Oireachtas Joint and Select Committees
Tuesday, 10 June 2025
Joint Oireachtas Committee on Housing, Local Government and Heritage
Report of Housing Commission: Housing Commission
2:00 am
Professor Michelle Norris:
I thank the Chair and members of the committee for the invitation. I chaired the Housing Commission's tenure and community subcommittee, which examined the rented housing sector. It contributed about half of the recommendations of the commission's report and these set out a comprehensive plan for improving the availability, affordability and quality of rented housing. Among these recommendations the most important in my view is that 20% of the housing stock should be provided outside the market as social and cost rental. This is necessary because the private rental sector does not have the capacity to provide sufficient affordable housing to meet the needs of large sections of the population. Implementing the recommendation would mean that the current size of the social and cost-rental housing sector in Ireland would need to double. This in turn would require comprehensive reform of arrangements for financing and delivering this type of housing. The commission sets out a detailed plan for this encompassing linking rents for housing to the costs of delivery to provide a stable source of revenue for managing and maintaining the dwellings and servicing debt to provide the dwellings; providing housing allowances like HAP to tenants who cannot pay the cost rents and also allowing groups of local authorities to set up shared organisations called local authority housing organisations to provide and manage their social housing. That would overcome the capacity problems in the sector at the moment and allow local authorities to recruit and retain the expert staff they need to provide housing.

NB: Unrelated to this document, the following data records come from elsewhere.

PR #412, opened 2021-06-08
Fix problems with closure variables defined in branches

abergeron:
This also fixes some issues around variable classification in analyze and phis that could reach out of the function.

Finally, I've added some failing tests of weird python corner-case name resolution issues that we might want to error out on.


notoraptor:
This looks good to me ! Do you have something else to add, or could we merge this PR ?

notoraptor:
Rebase needed!

notoraptor (approved):

PR #414, opened 2021-06-10
Add backlinks to Node and Edge

abergeron:
This adds backlinks and uses them for replaces, removing all the now-unnecessary code.

This contains a commit that is duplicated with #412 (Stop using None as a node value), so there might be some small rebase work to do depending on which one is merged first.

### DIFF
--- a/myia/ir/node.py
+++ b/myia/ir/node.py
@@ -123,46 +123,39 @@ class Graph:
 
         A node can be in either mapping or mapping_seq or both.
         """
-        self._replace(mapping, mapping_seq, recursive, self, set())
+        for node, repl in mapping_seq.items():
+            if repl is None:
+                self.delete_seq(node)
+            else:
+                self.replace_node(node, SEQ, repl, recursive=recursive)
 
-    def _replace(
-        self, mapping, mapping_seq, recursive, root_graph, seen_graphs
-    ):
-        if self in seen_graphs:
-            return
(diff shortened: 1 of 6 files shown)


myia/ir/node.py
```diff
@@ -216,11 +181,12 @@ class Node:
       annotation: Defined type for this node, optional
     """
 
-    __slots__ = ("abstract", "annotation", "debug", "__weakref__")
+    __slots__ = ("abstract", "annotation", "users", "debug", "__weakref__")
 
     def __init__(self):
         self.abstract = None
         self.annotation = None
+        self.users = weakref.WeakSet()
```
breuleux, line 189: The order isn't deterministic, right? It might end up working just fine, but this could potentially lead to issues during optimization (chiefly if there are subtle bugs where the order of replacement accidentally matters).

myia/ir/node.py
```diff
@@ -299,11 +268,33 @@ def clone(self, g, objmap):
...
+        if self._user:
+            return self._user()
+
+    @user.setter
+    def user(self, node):
+        self._user = weakref.ref(node)
+
 
-def _edgemap(edges):
+def _edgemap(edges, self):
```
breuleux: It'd be best not to name that argument `self`, I think.

abergeron: ok

breuleux (approved):

PR #415, opened 2021-06-22
Support assignment expressions.

notoraptor:
Hi ! This is the PR to support assignment expressions. It seems to work well with addition of just ast.NamedExpr support. I am still looking for corner cases.

What do you think ? @abergeron @breuleux

### DIFF
--- a/myia/parser.py
+++ b/myia/parser.py
@@ -954,6 +954,11 @@ class Parser:
 
         return block
 
+    def _process_NamedExpr(self, block, node: ast.NamedExpr):
+        val = self.process_node(block, node.value)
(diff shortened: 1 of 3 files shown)


breuleux:
Looks good, maybe just add a test of the form `f(x, x := y, x)` to make sure the order of operations is properly preserved, it should be equivalent to `f(x, y, y)`.

notoraptor:
@breuleux done. I don't know why, but CI is not triggered.

notoraptor:
CI tests ultimately succeed.

breuleux (approved):

PR #418, opened 2021-07-15
Support augmented assignments.

notoraptor:
@abergeron @breuleux


myia/parser.py
```diff
@@ -958,6 +958,20 @@ def _process_Assign(self, block, node):
 
         return block
 
+    def _process_AugAssign(self, block, node: ast.AugAssign):
+        # Replace `a {op}= b` with `a = a {op} b`
```
breuleux: That's not how Python translates it. `a += b` translates to `a = operator.iadd(a, b)`. Most of the operators in the `ast_map` have an `iop` equivalent that should be used for augmented assignment, and those that don't cannot be used in augmented assignment.

breuleux (changes requested):

myia/compile/backends/python/code_generator.py
```diff
@@ -83,12 +83,26 @@ def __init__(self, *, skip=None, nonlocals=None, replace=None, rename=None):
             operator.ge: "{} >= {}",
             operator.getitem: "{}[{}]",
             operator.gt: "{} > {}",
+            operator.iadd: "{} + {}",
```
breuleux: That's incorrect. The codegen for `operator.iadd` should be `operator.iadd`.

breuleux (changes requested):

breuleux (approved):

The commission report also sets out a comprehensive plan for reforming regulation of rented housing. We propose amalgamating the patchwork of regulatory organisations, regulating local authority housing for the first time and strengthening regulatory enforcement. We propose comprehensive reform of the system of rent pressure zones, RPZs, which was introduced as an emergency measure in 2016 to regulate private rents and was never intended to be in place over the long term. RPZs only cover part of the country and limit rent increases to 2% per annum. The rationale for the 2% cap is unclear and the commission was concerned it applies irrespective of the quality of the dwelling and how far below market the rent is. We propose replacing RPZs with a reference rent system used to regulate rents in many other European countries. This is a nationwide system that would peg rent increases to dwellings of similar quality and location. The system could be designed strategically to better balance the interests of tenants and landlords and incentivise better outcomes by, for instance, pegging rent increases to building energy ratings. Once in place, the regulator would conduct regular evidence-based reviews of the system and amend the regulations as appropriate in a similar fashion to the way that the Central Bank regulates mortgage markets. This would help to depoliticise the debate about rent regulation, strengthen the evidence base for policy and provide greater certainty for tenants and landlords.